(PROVIDED RECORDS):
PR #497, opened 2022-10-26
Updates to the "Ethereum Classic Network Description" which is the canonical description of ETC hard forks

bobsummerwill:
Updates to the "Ethereum Classic Network Description" which is the canonical description of ETC hard forks.

- Added missing entry for EIP-160 (Spurious Dragon for ETC)
- Minor fix to URL for EIP-684.

We could really use proper "Meta" ECIPs to record these early hardforks, but that is a task for another day.

- "Gas Reprice" (ETC's Tangerine Whistle)
- "Die Hard" (ETC's Spurious Dragon and difficulty bomb delay)
- "Gotham" (Fixed monetary policy)
- "Defuse Difficulty Bomb"

### DIFF
--- a/_specs/ecip-1066.md
+++ b/_specs/ecip-1066.md
@@ -15,10 +15,11 @@ Ethereum Classic network mainnet.
 | ---------- | ------------ | ---------------------- | -------------------------------------------------------------- |
 | 2015-07-30 |            0 | Frontier               | [EIP-684](https://github.com/ethereum/EIPs/issues/684)         |
 | 2015-07-30 |            1 | 5M20 Era 1             | [ECIP-1017](https://ecips.ethereumclassic.org/ECIPs/ecip-1017) |
-| 2015-09-08 |      200,000 | Ice Age                | [EIP-684](https://github.com/ethereum/EIPs/issues/684)         |
+| 2015-09-08 |      200,000 | Ice Age                | [EIP-684](https://eips.ethereum.org/EIPS/684)         |
 | 2016-03-15 |    1,150,000 | Homestead              | [EIP-606](https://eips.ethereum.org/EIPS/eip-606)              |
 | 2016-10-24 |    2,500,000 | Gas Reprice            | [ECIP-1015](https://ecips.ethereumclassic.org/ECIPs/ecip-1015) |
 | 2017-01-13 |    3,000,000 | Die Hard               | [ECIP-1010](https://ecips.ethereumclassic.org/ECIPs/ecip-1010) |
+| 2017-01-13 |    3,000,000 | Spurious Dragon        | [EIP-160](https://eips.ethereum.org/EIPS/eip-160) |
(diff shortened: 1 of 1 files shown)


bobsummerwill:
@atoulme @gitr0n1n @IstoraMandiri @meowsbits

_specs/ecip-1066.md
```diff
@@ -15,10 +15,11 @@ Ethereum Classic network mainnet.
 | ---------- | ------------ | ---------------------- | -------------------------------------------------------------- |
 | 2015-07-30 |            0 | Frontier               | [EIP-684](https://github.com/ethereum/EIPs/issues/684)         |
 | 2015-07-30 |            1 | 5M20 Era 1             | [ECIP-1017](https://ecips.ethereumclassic.org/ECIPs/ecip-1017) |
-| 2015-09-08 |      200,000 | Ice Age                | [EIP-684](https://github.com/ethereum/EIPs/issues/684)         |
+| 2015-09-08 |      200,000 | Ice Age                | [EIP-684](https://eips.ethereum.org/EIPS/684)         |
 | 2016-03-15 |    1,150,000 | Homestead              | [EIP-606](https://eips.ethereum.org/EIPS/eip-606)              |
 | 2016-10-24 |    2,500,000 | Gas Reprice            | [ECIP-1015](https://ecips.ethereumclassic.org/ECIPs/ecip-1015) |
 | 2017-01-13 |    3,000,000 | Die Hard               | [ECIP-1010](https://ecips.ethereumclassic.org/ECIPs/ecip-1010) |
+| 2017-01-13 |    3,000,000 | Spurious Dragon        | [EIP-160](https://eips.ethereum.org/EIPS/eip-160) |
```
meowsbits, line 22: Maybe we can just add the EIP160 ref to the existing "Die Hard" fork? ETC only adopts 160, while the ETH namesake Spurious Dragon implements state trie clearing (EIP161, et al), which might be confusing since ETC implements EIP161 only with the Atlantis fork.

bobsummerwill: So maybe this table should just say "EXP cost increase" rather than "Spurious Dragon"?

Or better yet we create new (very simple) Metas for these forks and use them here, rather than the weird mix of plain ECIPs and Metas?

Because "Die Hard" in this table is not pointing to a spec for "Die Hard", but to one of two EIPs/ECIPs in that HF.

meowsbits: Basically I would shoot to make a table like the one here https://github.com/ethereum/execution-specs#readme

If there's no Meta ECIP (eg. HFM-xxx), then I'd just leave it blank for now to minimize scope of change. This table, if it gets filled in with the missing other half of the EIPs that got activated, does the job of the Meta ECIP nearly as well.

meowsbits: See https://github.com/ethereumclassic/ECIPs/pull/499 for the bespoke table.

bobsummerwill:
Withdrawn in favor of https://github.com/ethereumclassic/ECIPs/pull/499.

PR #499, opened 2022-10-28
ECIP-1066: revise table to show EIP/ECIP::Fork relationships

meowsbits:
Intended to offer a candidate to continue and replace #497. Makes the table the same format as the table found at https://github.com/ethereum/execution-specs/blob/333baf195cb4c3d3f7ab19698443108694a71d8f/README.md. 

View the rendered file [here](https://github.com/meowsbits/ECIPs/blob/network-fork-specs/_specs/ecip-1066.md).


meowsbits:
@bobsummerwill Note that I've left off the 5M20 table entries that would occur every 5 million blocks on the ECIP-1017 schedule. These are kind of an "upgrade" gray zone, aren't they? :wink: :grimacing: Left them out because... I don't want to have to come back here in another 6 years just to add another row to this table... :)

bobsummerwill:
Yes, this is way, way better.
Let's do this instead.
And I would agree that we don't need to include those 5M20 entries - they are implicit and are not protocol changes.

bobsummerwill (approved):
This is way better than the existing table.
LGTM - thanks!

bobsummerwill:
PS.  I there an entry for MESS here because we have tests for it?

Because it's not a protocol change per se.

meowsbits:
Yea, its not a hard fork, but I put it in there because I figured people might look for it, and because whether or not its a "protocol upgrade" depends on the context's definition of "protocol" and "upgrade" :).

_specs/ecip-1066.md
```diff
@@ -11,24 +11,21 @@ created: 2019-10-07
...
+| MESS                                         | 11380000  | 2020-10-10 | [ECBP-1100](https://ecips.ethereumclassic.org/ECIPs/ecip-1100)                                                                                                                                                                                                                                                                                                                                                                                                                   |                                                                |                                                   |  |
```
bobsummerwill, line 19: So yeah - let's just remove this line, please, unless we specifically have ethereum/tests for it?
It is not a part of the consensus protocol.
Also (hopefully) it will be gone soon enough anyway.

meowsbits, line 19:
```suggestion
```

meowsbits: Done with https://github.com/ethereumclassic/ECIPs/pull/499#pullrequestreview-1167038662

PR #504, opened 2023-03-14
Update ecip-1066.md

gitr0n1n:
Add authors.


gitr0n1n:
@ethereumclassic/ecip-editors it looks like the build is failing due to a deprecated element. Can one of you take a peek at it and see what is needed to get the automation updated? Much thanks!

Issue #505, opened 2023-03-18
Remove atoulme from ECIP editors


atoulme:
Hello all,

I have not been active and given my lack of contributions, I think it is time for me to step down as ECIP editor. Please let me know if this is appropriate and accept my resignation. I will follow steps per process.

TheCrowbill:
This issue should have closed with the merge of #508 but I am unable to link.

PR #508, opened 2023-04-12
atoulme ECIP Editor resignation

gitr0n1n:
Source: https://github.com/ethereumclassic/ECIPs/issues/505

- Move atoulme to Former editors list.
+ Add r0n1n's public ETC-centric organization.

@realcodywburns will you remove @atoulme from @ethereumclassic/ecip-editors access? Also while you're in there can you double check permissions in the repo and remove stale/inactive accounts that may have access due to involvement in the past? Much thanks!

### DIFF
--- a/_specs/ecip-1000.md
+++ b/_specs/ecip-1000.md
@@ -72,14 +72,13 @@ A good reason to transfer ownership is because the original author no longer has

(WHAT THE TASK REQUIRES): Please transcribe the listing in its entirety, exactly.

(ANSWER SPACE):
PR #497, opened 2022-10-26
Updates to the "Ethereum Classic Network Description" which is the canonical description of ETC hard forks

bobsummerwill:
Updates to the "Ethereum Classic Network Description" which is the canonical description of ETC hard forks.

- Added missing entry for EIP-160 (Spurious Dragon for ETC)
- Minor fix to URL for EIP-684.

We could really use proper "Meta" ECIPs to record these early hardforks, but that is a task for another day.

- "Gas Reprice" (ETC's Tangerine Whistle)
- "Die Hard" (ETC's Spurious Dragon and difficulty bomb delay)
- "Gotham" (Fixed monetary policy)
- "Defuse Difficulty Bomb"

### DIFF
--- a/_specs/ecip-1066.md
+++ b/_specs/ecip-1066.md
@@ -15,10 +15,11 @@ Ethereum Classic network mainnet.
 | ---------- | ------------ | ---------------------- | -------------------------------------------------------------- |
 | 2015-07-30 |            0 | Frontier               | [EIP-684](https://github.com/ethereum/EIPs/issues/684)         |
 | 2015-07-30 |            1 | 5M20 Era 1             | [ECIP-1017](https://ecips.ethereumclassic.org/ECIPs/ecip-1017) |
-| 2015-09-08 |      200,000 | Ice Age                | [EIP-684](https://github.com/ethereum/EIPs/issues/684)         |
+| 2015-09-08 |      200,000 | Ice Age                | [EIP-684](https://eips.ethereum.org/EIPS/684)         |
 | 2016-03-15 |    1,150,000 | Homestead              | [EIP-606](https://eips.ethereum.org/EIPS/eip-606)              |
 | 2016-10-24 |    2,500,000 | Gas Reprice            | [ECIP-1015](https://ecips.ethereumclassic.org/ECIPs/ecip-1015) |
 | 2017-01-13 |    3,000,000 | Die Hard               | [ECIP-1010](https://ecips.ethereumclassic.org/ECIPs/ecip-1010) |
+| 2017-01-13 |    3,000,000 | Spurious Dragon        | [EIP-160](https://eips.ethereum.org/EIPS/eip-160) |
(diff shortened: 1 of 1 files shown)


bobsummerwill:
@atoulme @gitr0n1n @IstoraMandiri @meowsbits

_specs/ecip-1066.md
```diff
@@ -15,10 +15,11 @@ Ethereum Classic network mainnet.
 | ---------- | ------------ | ---------------------- | -------------------------------------------------------------- |
 | 2015-07-30 |            0 | Frontier               | [EIP-684](https://github.com/ethereum/EIPs/issues/684)         |
 | 2015-07-30 |            1 | 5M20 Era 1             | [ECIP-1017](https://ecips.ethereumclassic.org/ECIPs/ecip-1017) |
-| 2015-09-08 |      200,000 | Ice Age                | [EIP-684](https://github.com/ethereum/EIPs/issues/684)         |
+| 2015-09-08 |      200,000 | Ice Age                | [EIP-684](https://eips.ethereum.org/EIPS/684)         |
 | 2016-03-15 |    1,150,000 | Homestead              | [EIP-606](https://eips.ethereum.org/EIPS/eip-606)              |
 | 2016-10-24 |    2,500,000 | Gas Reprice            | [ECIP-1015](https://ecips.ethereumclassic.org/ECIPs/ecip-1015) |
 | 2017-01-13 |    3,000,000 | Die Hard               | [ECIP-1010](https://ecips.ethereumclassic.org/ECIPs/ecip-1010) |
+| 2017-01-13 |    3,000,000 | Spurious Dragon        | [EIP-160](https://eips.ethereum.org/EIPS/eip-160) |
```
meowsbits, line 22: Maybe we can just add the EIP160 ref to the existing "Die Hard" fork? ETC only adopts 160, while the ETH namesake Spurious Dragon implements state trie clearing (EIP161, et al), which might be confusing since ETC implements EIP161 only with the Atlantis fork.

bobsummerwill: So maybe this table should just say "EXP cost increase" rather than "Spurious Dragon"?

Or better yet we create new (very simple) Metas for these forks and use them here, rather than the weird mix of plain ECIPs and Metas?

Because "Die Hard" in this table is not pointing to a spec for "Die Hard", but to one of two EIPs/ECIPs in that HF.

meowsbits: Basically I would shoot to make a table like the one here https://github.com/ethereum/execution-specs#readme

If there's no Meta ECIP (eg. HFM-xxx), then I'd just leave it blank for now to minimize scope of change. This table, if it gets filled in with the missing other half of the EIPs that got activated, does the job of the Meta ECIP nearly as well.

meowsbits: See https://github.com/ethereumclassic/ECIPs/pull/499 for the bespoke table.

bobsummerwill:
Withdrawn in favor of https://github.com/ethereumclassic/ECIPs/pull/499.

PR #499, opened 2022-10-28
ECIP-1066: revise table to show EIP/ECIP::Fork relationships

meowsbits:
Intended to offer a candidate to continue and replace #497. Makes the table the same format as the table found at https://github.com/ethereum/execution-specs/blob/333baf195cb4c3d3f7ab19698443108694a71d8f/README.md. 

View the rendered file [here](https://github.com/meowsbits/ECIPs/blob/network-fork-specs/_specs/ecip-1066.md).


meowsbits:
@bobsummerwill Note that I've left off the 5M20 table entries that would occur every 5 million blocks on the ECIP-1017 schedule. These are kind of an "upgrade" gray zone, aren't they? :wink: :grimacing: Left them out because... I don't want to have to come back here in another 6 years just to add another row to this table... :)

bobsummerwill:
Yes, this is way, way better.
Let's do this instead.
And I would agree that we don't need to include those 5M20 entries - they are implicit and are not protocol changes.

bobsummerwill (approved):
This is way better than the existing table.
LGTM - thanks!

bobsummerwill:
PS.  I there an entry for MESS here because we have tests for it?

Because it's not a protocol change per se.

meowsbits:
Yea, its not a hard fork, but I put it in there because I figured people might look for it, and because whether or not its a "protocol upgrade" depends on the context's definition of "protocol" and "upgrade" :).

_specs/ecip-1066.md
```diff
@@ -11,24 +11,21 @@ created: 2019-10-07
...
+| MESS                                         | 11380000  | 2020-10-10 | [ECBP-1100](https://ecips.ethereumclassic.org/ECIPs/ecip-1100)                                                                                                                                                                                                                                                                                                                                                                                                                   |                                                                |                                                   |  |
```
bobsummerwill, line 19: So yeah - let's just remove this line, please, unless we specifically have ethereum/tests for it?
It is not a part of the consensus protocol.
Also (hopefully) it will be gone soon enough anyway.

meowsbits, line 19:
```suggestion
```

meowsbits: Done with https://github.com/ethereumclassic/ECIPs/pull/499#pullrequestreview-1167038662

PR #504, opened 2023-03-14
Update ecip-1066.md

gitr0n1n:
Add authors.


gitr0n1n:
@ethereumclassic/ecip-editors it looks like the build is failing due to a deprecated element. Can one of you take a peek at it and see what is needed to get the automation updated? Much thanks!

Issue #505, opened 2023-03-18
Remove atoulme from ECIP editors


atoulme:
Hello all,

I have not been active and given my lack of contributions, I think it is time for me to step down as ECIP editor. Please let me know if this is appropriate and accept my resignation. I will follow steps per process.

TheCrowbill:
This issue should have closed with the merge of #508 but I am unable to link.

PR #508, opened 2023-04-12
atoulme ECIP Editor resignation

gitr0n1n:
Source: https://github.com/ethereumclassic/ECIPs/issues/505

- Move atoulme to Former editors list.
+ Add r0n1n's public ETC-centric organization.

@realcodywburns will you remove @atoulme from @ethereumclassic/ecip-editors access? Also while you're in there can you double check permissions in the repo and remove stale/inactive accounts that may have access due to involvement in the past? Much thanks!

### DIFF
--- a/_specs/ecip-1000.md
+++ b/_specs/ecip-1000.md
@@ -72,14 +72,13 @@ A good reason to transfer ownership is because the original author no longer has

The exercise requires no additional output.